Selene. That form is not in vogue in Fairyland.
Still, as it holds on earth, no doubt 'twill have
Far greater weight with you, poor sons of earth,
Than any formula we could impose.
Ethais. Its weight is overpowering! [About to kiss her..
Selene.   But stay -
  We would not wrest this homage from you, sir.
Or give it willingly, or not at all.
Phyllon. Most willingly, fair Queen, we give it you!
Selene. Good - then proceed.

SIR ETHAIS kisses SELENE. SIR PHYLLON kisses DARINE.

Ethais.   There - does it not convey
  A pleasant sense of influence?
Selene.   It does.
(to DARINE). Some earthly forms seem rational enough!
  [SIR ETHAIS staggers as though about to faint.
  Why, Ethais, what ails thee?  
Ethais.   Nothing grave -
  I'm weak from loss of blood. Here, take this scarf,
And bind it round my arm - so - have a care!
There, that will do till I return to earth,
Then Lutin, who's a very skilful leech,
Shall doctor it.
Selene. (amazed). Didst thou say Lutin?
Ethais.   Yes.
Darine. How strange. Sir Ethais has a Lutin too!

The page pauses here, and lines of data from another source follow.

PR #417, opened 2026-09-16
fix(security): retain exact copied directory identities

steipete:
Copy-fallback cleanup could remove a directory replaced while child cleanup yielded. A numeric copy manifest also allowed a different inode that rounded to the same number to be admitted as the cleanup target.

The move fallback now retains a private exact directory receipt from copy admission through traversal, publication, and cleanup. Cleanup compares against that receipt before removing children and rechecks it after the mutation-authority callback immediately before directory removal. Observed replacements and persistent unknown identities fail closed; stale source changes are reported without deleting the replacement.

The directory receipt stays separate from leaf timestamp and hardlink-cleanup accounting. Documentation covers the exact admission and recheck points and the remaining pathname syscall gap.

The package builds and all 114 focused move, directory-identity, authority, and hardlink tests pass (7 platform skips). Regressions cover rounded-equal replacement before cleanup, replacement by the final authority callback, and unknown identity before copying. Fresh independent review through P2 is clean. Complete platform CI runs before landing.


steipete:
Security validation update for exact head 8704e6770c3dd9c48d49c82f6e4a0781974d2851 (tree 28939c976cde5941a7f35195c255462d3d6273cf):

- Full PR CI is green across Node 22/24, Linux, macOS, Windows, native, musl, coverage, package smoke, CodeQL, and workflow lint.
- Positive baseline-sensitive run https://github.com/openclaw/fs-safe/actions/runs/35047323887 passes all relevant lanes.
- Production-only mutant cd8504473f610c51e5556db442f605f697e1ffc1 (tree ee1437bbdd64f02b4c99ac66d68e564d549b1a57) restores only src/move-path-cleanup.ts to its base blob. Run https://github.com/openclaw/fs-safe/actions/runs/35047409246 then fails exactly the two targeted suites on every Node 22/24 Linux/macOS/Windows JS lane: 8/14 cleanup cases and 15/15 identity cases. A fresh independent GPT-6 Astra xhigh audit accepted the proof with no P0-P2 findings.
- Four-order performance runs:
  - source ABBA https://github.com/openclaw/fs-safe/actions/runs/35047101789
  - source BAAB https://github.com/openclaw/fs-safe/actions/runs/35047104433
  - same-artifact control ABBA https://github.com/openclaw/fs-safe/actions/runs/35047106612
  - same-artifact control BAAB https://github.com/openclaw/fs-safe/actions/runs/35047108350

The independently recomputed artifact audit verified all 16 ZIP digests, 12 studies, 288 reports, 864 workload rows, 6,048 samples, and 288 per-block/pooled gates with zero provenance or calculation errors. Source comparisons fail 84 gates, while the controls independently fail 79 gates (31 ABBA, 48 BAAB). Because controls must pass and cannot be subtracted, this is inconclusive rather than a source-attributable regression.

Merge status: HOLD. The strict no-slowdown acceptance criterion is not established, so this PR will not be landed from this evidence.

PR #79, opened 2016-07-16
Move -Wmissing-prototypes from Makefile to .travis.yml

tkelman:
since MSVC doesn't understand this flag, and the current
mechanism for building Julia with MSVC goes through the makefile

as suggested by @petercolberg at https://github.com/JuliaLang/utf8proc/pull/55#discussion_r71060437

### DIFF
--- a/.travis.yml
+++ b/.travis.yml
@@ -19,4 +19,4 @@ script:
 env:
     # use JuliaLang caching (https://github.com/staticfloat/cache.julialang.org)
     # so that Travis builds do not depend on anyone's flaky servers but our own
-    - URLCACHE=https://cache.julialang.org/ CFLAGS="-O2 -Werror"
+    - URLCACHE=https://cache.julialang.org/ CFLAGS="-O2 -Werror -Wmissing-prototypes"
--- a/Makefile
+++ b/Makefile
@@ -11,7 +11,7 @@ FIND=find
 CFLAGS ?= -O2
 PICFLAG = -fPIC
 C99FLAG = -std=c99
-WCFLAGS = -Wall -Wmissing-prototypes -pedantic
+WCFLAGS = -Wall -pedantic
 UCFLAGS = $(CFLAGS) $(PICFLAG) $(C99FLAG) $(WCFLAGS) -DUTF8PROC_EXPORTS
 
 # shared-library version MAJOR.MINOR.PATCH ... this may be *different*


tkelman:
I shouldn't spend too much time getting to the bottom of this right now, but there might be a serious issue with utf8proc 2 and/or flisp or julia's use of it with msvc, even 2013 which has at least been able to get through Julia's bootstrap without all that many patches. If I try to use this branch of utf8proc with any version of Julia since the upgrade to utf8proc 2 was merged, I get
```
 cd /c/projects/julia/base && /c/projects/julia/usr/bin/julia.exe -C x86-64 --output-ji /c/projects/julia/usr/lib/julia/inference.ji --startup-file=no coreimg.jl
make[1]: *** [/c/projects/julia/usr/lib/julia/inference.ji] Error 253
```
or similar when trying to start bootstrap. Reverting https://github.com/JuliaLang/julia/commit/10359ec3159085f96ef95aeacae16c51b9543917 gets through bootstrap again, ref https://ci.appveyor.com/project/tkelman/julia/build/1.0.917 (failing to compile ccalltest.c at the end is expected). Anyone who's curious about this should be able to reproduce this by working off of https://github.com/tkelman/julia/commits/tk/avmsvc-clean and enabling appveyor on your personal fork of Julia.

stevengj:
Regarding the MSVC problem that's concerning, but I'm not sure what the problem could be.  On Linux, I ran the utf8proc tests through `valgrind` with no problems.

tkelman:
that won't exercise the msvc-only ifdefs, which might now be subtly wrong for the latest code - ref warnings noted in https://github.com/JuliaLang/utf8proc/issues/63#issuecomment-233121484

stevengj:
I just looked at how flisp is calling utf8proc, and it seems wonky and antiquated.  I'll put together a PR.

stevengj:
Though I don't see why it should crash.  I was worried about the low-level calls to `utf8proc_decompose` etcetera, but they seem fine.  The only change I want to make is that we should call `utf8proc_category` rather than directly accessing `utf8proc_property_t`, but I don't see why that should crash it.

tkelman:
Hm. Dunno, guess I can try getting it going locally and see if I can remember how to work windbg, but I've got higher-priority things to work on right now. Mostly checking if the back-burner "in case we need it" msvc support might actually catch a real bug once in a while.

stevengj:
Yeah, I totally agree.  Porting to multiple compilers is a great way to catch bugs.  (Unfortunately, sometimes you catch compiler bugs too.)

PR #80, opened 2016-07-26
use a different variable name for nested loop in bench.c

tkelman:
and declare it ahead of time to avoid "error: 'for' loop initial declarations are only allowed in C99 mode"

### DIFF
--- a/bench/bench.c
+++ b/bench/bench.c
@@ -7,7 +7,7 @@
 
 int main(int argc, char **argv)
 {
-	 int i;
+	 int i, j;
 	 int options = 0;
 	 
 	 for (i = 1; i < argc; ++i) {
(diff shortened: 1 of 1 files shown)


tkelman:
Any objection @stevengj? Would you mind if I tagged 2.0.2 after this? The changes have been pretty negligible since 2.0.1 but it'd be useful for https://github.com/JuliaLang/julia/pull/17637

stevengj:
Sure. File a PR that updates NEWS and the various version numbers before tagging.

tkelman:
Right, I knew I was forgetting something.

tkelman:
https://github.com/JuliaLang/utf8proc/pull/53 would probably also be able to address the build failure.

PR #81, opened 2016-07-26
NEWS and version numbers for 2.0.2

tkelman:


stevengj:
Also in utf8proc.h for the API version (which is in principle distinct from the ABI version in the Makefiles).

stevengj:
Okay, I tagged 2.0.2.

Will update the web page shortly.

tkelman:
thanks!

PR #85, opened 2016-09-26
ability create static library

nicolaichuk:
add msvc "/Wall"

### DIFF
--- a/CMakeLists.txt
+++ b/CMakeLists.txt
@@ -13,18 +13,54 @@ set(SO_MAJOR 2)
 set(SO_MINOR 0)
 set(SO_PATCH 2)
 
-add_definitions (
-  -DUTF8PROC_EXPORTS
-)
+# configure build type
 
-if (NOT MSVC)
+set(_utf8proc_is_set_build_shared_libs TRUE)
+if(DEFINED BUILD_SHARED_LIBS)
+  set(_utf8proc_is_set_build_shared_libs ${BUILD_SHARED_LIBS})
+endif(DEFINED BUILD_SHARED_LIBS)
+
+set(UTF8PROC_BUILD_AS_SHARED ${_utf8proc_is_set_build_shared_libs} CACHE BOOL "If present and true, this will cause utf8proc to be built shared unless the utf8proc was explicitly added as a static library.")
+
+# set additional defined
+
+if(NOT DEFINED _utf8proc_additional_defined)
+  set(_utf8proc_additional_defined )
+endif(NOT DEFINED _utf8proc_additional_defined)
+
+if(UTF8PROC_BUILD_AS_SHARED)
+  list(APPEND _utf8proc_additional_defined 
+    "-DUTF8PROC_EXPORTS"
+  )
+  set(_utf8proc_build_type "SHARED")
+else(UTF8PROC_BUILD_AS_SHARED)
+  list(APPEND _utf8proc_additional_defined 
+    "-DUTF8PROC_BUILD_AS_LIB"
+  )
+  set(_utf8proc_build_type "STATIC")
+endif(UTF8PROC_BUILD_AS_SHARED)
+list(REMOVE_DUPLICATES _utf8proc_additional_defined)
+add_definitions("${_utf8proc_additional_defined}")
+
+# other config
+
+if(NOT MSVC)
   set(CMAKE_C_FLAGS "${CMAKE_C_FLAGS} -O2 -std=c99 -pedantic -Wall")
-endif ()
+endif()
 
-add_library (utf8proc
+add_library (utf8proc ${_utf8proc_build_type}
   utf8proc.c
   utf8proc.h
 )
+
+if(MSVC)
+  get_target_property(_utf8proc_msvc_build_prop_val utf8proc COMPILE_FLAGS)
+  if(${_utf8proc_msvc_build_prop_val} STREQUAL "_utf8proc_msvc_build_prop_val-NOTFOUND")
+    set_target_properties(utf8proc PROPERTIES COMPILE_FLAGS "/Wall")
+  else(${_utf8proc_msvc_build_prop_val} STREQUAL "_utf8proc_msvc_build_prop_val-NOTFOUND")
+    set_target_properties(utf8proc PROPERTIES COMPILE_FLAGS "${_utf8proc_msvc_build_prop_val} /Wall")
+  endif(${_utf8proc_msvc_build_prop_val} STREQUAL "_utf8proc_msvc_build_prop_val-NOTFOUND")
+endif()
 
 set_target_properties (utf8proc PROPERTIES
   POSITION_INDEPENDENT_CODE ON
--- a/utf8proc.h
+++ b/utf8proc.h
@@ -113,16 +113,24 @@ typedef bool utf8proc_bool;
 #endif
 #include <limits.h>
 
-#ifdef _WIN32
-#  ifdef UTF8PROC_EXPORTS
-#    define UTF8PROC_DLLEXPORT __declspec(dllexport)
+#ifndef UTF8PROC_BUILD_AS_LIB
+#  ifdef _WIN32
+#    ifdef UTF8PROC_EXPORTS
+#      define UTF8PROC_DLLEXPORT __declspec(dllexport)
+#    else
+#      define UTF8PROC_DLLEXPORT __declspec(dllimport)
+#    endif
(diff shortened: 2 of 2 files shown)


utf8proc.h
```diff
@@ -113,16 +113,24 @@ typedef bool utf8proc_bool;
...
 #  else
-#    define UTF8PROC_DLLEXPORT __declspec(dllimport)
+#    define UTF8PROC_DLLEXPORT
 #  endif
-#elif __GNUC__ >= 4
-#  define UTF8PROC_DLLEXPORT __attribute__ ((visibility("default")))
 #else
-#  define UTF8PROC_DLLEXPORT
+#  if defined(__GNUC__) && __GNUC__ >= 4
+#    define UTF8PROC_DLLEXPORT __attribute__ ((visibility("hidden")))
```
stevengj: Why would we use `hidden` [visibility](https://gcc.gnu.org/onlinedocs/gcc-6.2.0/gcc/Common-Function-Attributes.html#Common-Function-Attributes) here?

utf8proc.h
```diff
@@ -113,16 +113,24 @@ typedef bool utf8proc_bool;
...
-#    define UTF8PROC_DLLEXPORT __declspec(dllexport)
+#ifndef UTF8PROC_BUILD_AS_LIB
+#  ifdef _WIN32
+#    ifdef UTF8PROC_EXPORTS
+#      define UTF8PROC_DLLEXPORT __declspec(dllexport)
+#    else
+#      define UTF8PROC_DLLEXPORT __declspec(dllimport)
+#    endif
+#  elif defined(__GNUC__) && __GNUC__ >= 4
+#    define UTF8PROC_DLLEXPORT __attribute__ ((visibility("default")))
```
stevengj: If we are building a static library, it doesn't seem like the [visibility attribute](https://gcc.gnu.org/onlinedocs/gcc-6.2.0/gcc/Common-Function-Attributes.html#Common-Function-Attributes) is relevant, since that seems to correspond to the ELF ABI for shared objects.

CMakeLists.txt
```diff
@@ -13,19 +13,55 @@ set(SO_MAJOR 2)
...
+endif(NOT DEFINED _utf8proc_additional_defined)
+
+if(UTF8PROC_BUILD_AS_SHARED)
+  list(APPEND _utf8proc_additional_defined 
+    "-DUTF8PROC_EXPORTS"
+  )
+  set(_utf8proc_build_type "SHARED")
+else(UTF8PROC_BUILD_AS_SHARED)
+  list(APPEND _utf8proc_additional_defined 
+    "-DUTF8PROC_BUILD_AS_LIB"
```
stevengj: `BUILD_AS_STATIC` seems more appropriate as the platform-independent antonym of "shared"

stevengj: Or maybe `UTF8PROC_STATIC_EXPORTS`

CMakeLists.txt
```diff
@@ -13,19 +13,55 @@ set(SO_MAJOR 2)
...
-  -DUTF8PROC_EXPORTS
-)
+# configure build type
+
+set(_utf8proc_is_set_build_shared_libs TRUE)
+if(DEFINED BUILD_SHARED_LIBS)
+  set(_utf8proc_is_set_build_shared_libs ${BUILD_SHARED_LIBS})
+endif(DEFINED BUILD_SHARED_LIBS)
+
+set(UTF8PROC_BUILD_AS_SHARED ${_utf8proc_is_set_build_shared_libs} CACHE BOOL "If present and true, this will cause utf8proc to be built shared unless the utf8proc was explicitly added as a static library.")
```
stevengj: what does "explicitly added as a static library" mean?

CMakeLists.txt
```diff
@@ -13,19 +13,55 @@ set(SO_MAJOR 2)
 set(SO_MINOR 0)
 set(SO_PATCH 2)
 
-add_definitions (
-  -DUTF8PROC_EXPORTS
-)
+# configure build type
+
+set(_utf8proc_is_set_build_shared_libs TRUE)
```
stevengj: This is a weird variable name.

utf8proc.h
nicolaichuk: > All new code should have this support from the beginning!
read more https://gcc.gnu.org/wiki/Visibility

CMakeLists.txt
nicolaichuk: Sorry, my english is not good. Maybe you formulate a better help phrase.

utf8proc.h
Keno: The whole point of these symbols is that they are the public API of this library. Making them hidden makes little sense. End users can decide whether to ask to linker to hide them or not when they build this into their libraries and applications.

CMakeLists.txt
nicolaichuk: You can change to any other :)

utf8proc.h
nicolaichuk: When i build static library - this meen that i want use this library for internal purposes only. And it hide for external user.
When i want external uses - i will build SHARED or MODULE version.

Using visibility("default") for all symbols - is legacy gcc practices.

Keno: > When i build static library - this meen that i want use this library for internal purposes only. And it hide for external user.

It just means that this code is not intended to be used as a shared library (by itself). People would very well decide to use -Wl,--whole-archive and re-export those symbols. Visibility is an API concern and whether or not this library is build shared does not affect what the library's public API is.

nicolaichuk: Maybe.
If you want you can change this to visibility("default").
It is not principal thing for me.

Keno: Yes, just leave that part as-is.

CMakeLists.txt
```diff
@@ -13,19 +13,55 @@ set(SO_MAJOR 2)
...
+if(UTF8PROC_BUILD_AS_SHARED)
+  list(APPEND _utf8proc_additional_defined 
+    "-DUTF8PROC_EXPORTS"
+  )
+  set(_utf8proc_build_type "SHARED")
+else(UTF8PROC_BUILD_AS_SHARED)
+  list(APPEND _utf8proc_additional_defined 
+    "-DUTF8PROC_BUILD_AS_LIB"
+  )
+  set(_utf8proc_build_type "STATIC")
```
nicolaichuk: Also. If you want. You can add support build as MODULE too.

CMakeLists.txt
nicolaichuk: Also. If you want. You can add support build as MODULE too.

utf8proc.h
nicolaichuk: if**N**def UTF8PROC_BUILD_AS_LIB

in this place we are building shared library.

nicolaichuk:
ping...

utf8proc.h
stevengj: I understand why you would want to hide symbols that you are not exporting.  We are already doing this by declaring internal functions as `static` (which works because all of our code is in a single `.c` file). But `UTF8PROC_DLLEXPORT` is used for *exported* functions.  Surely we don't want to hide *those* symbols?

stevengj: Also, this code is for when `UTF8PROC_BUILD_AS_LIB` is defined, so we are not even building a shared library and the visibility attribute is ignored, no?

utf8proc.h
stevengj: My bad; in that case the comment applies to the `visibility("hidden")` above.

stevengj: In any case, this seems a bit superfluous, since the visibility is `default` by default.

stevengj:
You need to update the PR to address the comments above...

erengy:
Just chiming in to say that I'd appreciate an option for static linking. I've been manually editing the header to `#define UTF8PROC_DLLEXPORT` for some time now, so even a simple `ifdef` would help:

```cpp
#ifdef UTF8PROC_STATIC
#  define UTF8PROC_DLLEXPORT
#else
// (current definitions)
#endif
```

DanielSWolf:
Same here. I need static linking, so I'll have to modify your source code. A simple `ifdef` would be great, as suggested by @erengy above and by @madscientist in issue #96.

stevengj:
If anyone feels motivated to fix this PR, that would be great.

maxbrunsfeld:
@stevengj I'm not familiar with cmake, but I'd love to get this working at a basic level. Would you merge a PR that just makes @erengy's suggested change to the header?

stevengj:
Closed by #123.

PR #89, opened 2016-11-29
new utf8proc_map_custom for hooking in user-defined custom mappings

### LINKED ISSUE #11: add custom JULIA normalization?
For JuliaLang/julia#5903.   If utf8proc can have LUMP, then libmojibake can have JULIA.  Unless we want to keep this separate from libmojibake.

stevengj:
This PR supplies two new functions, `utf8proc_map_custom` and `utf8proc_decompose_custom`, which are like the old `utf8proc_map` and `utf8proc_decompose` except that they allow the user to pass a custom mapping function that is applied to every codepoint in the input before any other transformation is performed.

This will allow us to fix #11 without adding any Julia-specific code into utf8proc, and seems like a generally useful mechanism to have.

cc @jiahao, @StefanKarpinski

### DIFF
--- a/CMakeLists.txt
+++ b/CMakeLists.txt
@@ -10,8 +10,8 @@ project (utf8proc C)
 # API version number (defined in utf8proc.h).
 # Be sure to also update these in Makefile and MANIFEST!
 set(SO_MAJOR 2)
-set(SO_MINOR 0)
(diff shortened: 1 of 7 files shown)


stevengj:
Good to merge?

PR #92, opened 2016-12-28
Don't use cached version of UnicodeData.txt

MichaelHatherly:
Ref: https://github.com/JuliaLang/julia/pull/19725, UnicodeData.txt is now being cached in JuliaLang/julia's build. cc @tkelman

### DIFF
--- a/data/Makefile
+++ b/data/Makefile
@@ -38,7 +38,7 @@ CharWidths.txt: charwidths.jl unifont.sfd unifont_upper.sfd EastAsianWidth.txt
 UNICODE_VERSION=9.0.0
 
 UnicodeData.txt:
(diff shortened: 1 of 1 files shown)


nalimilan:
Sorry for not commenting earlier, but what's the idea here? Why shouldn't it be cached in utf8proc too, which is an independent project? Also, why is EastAsianWidth.txt still cached?

tkelman:
We're using the same caching server, but the fact that they're separate projects means the unicode versions might not always match. The caching server only saves files by the basename I believe - we could alternately fix it to use the full url in the cached path.

nalimilan:
Got it, thanks. But better do the same for EastAsianWidth.txt, no?

tkelman:
I don't think we download that one for julia, do we?

nalimilan:
No, but if we think it's OK not to cache the first file, why is it necessary to cache the second one? Reading this file without the context, it's quite confusing.

PR #94, opened 2017-01-14
removed inclusion of non-portable header file

H2CO3:
Resolves https://github.com/JuliaLang/utf8proc/issues/93.


stevengj:
Thanks!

LUTIN has entered unobserved.

Ethais. Yes, he's my squire - a poor half-witted churl,
Who shudders at the rustling of a leaf.
He hath a potion that will heal my wound,
A draught whose power works instantaneously.
Were he here I should soon - (sees FAIRY LUTIN). Why, here he is!
By all the gods, pranked out in masquerade!
(to LUTIN). Give me the potion!
Lutin. (in amazement). Give thee what?
Ethais. (impatiently). The draught!
  Dost thou not see my wound?
Lutin. (contemptuously). I have no draught!
Ethais. Thou scurvy rogue,
I bade thee never leave thy home without it!
Thy hide shall pay!
Lutin.   Who is this insolent?
  A mortal here in Fairyland?
Locrine.   Yes - two!
Lutin. Who are these men?
Selene.   The mortal counterparts
  Of Ethais and Phyllon. Look at them!
Dost thou not love them?
Lutin. (indignantly). No!
Cora.     How very strange!
  Why, we all loved them from the very first!
Lutin. Is this indeed the truth?
Darine. (demurely). It is indeed.
  Obedient to our Queen's command, we have
Subdued our natural antipathies. (fondling PHYLLON).
Zayda. (demurely).
  They are our guests, all odious though they be,
And we must bid them welcome to our home,
As though e'en now they were what they will be
When they have seen what we shall be to them. (fondling PHYLLON).
Lutin. Be warned in time and send these mortals hence!
Why, don't you see that in each word they speak
They breathe of Love?
Selene. (enthusiastically). They do!
Lutin.     Why, Love's, the germ
  Of every sin that stalks upon the earth!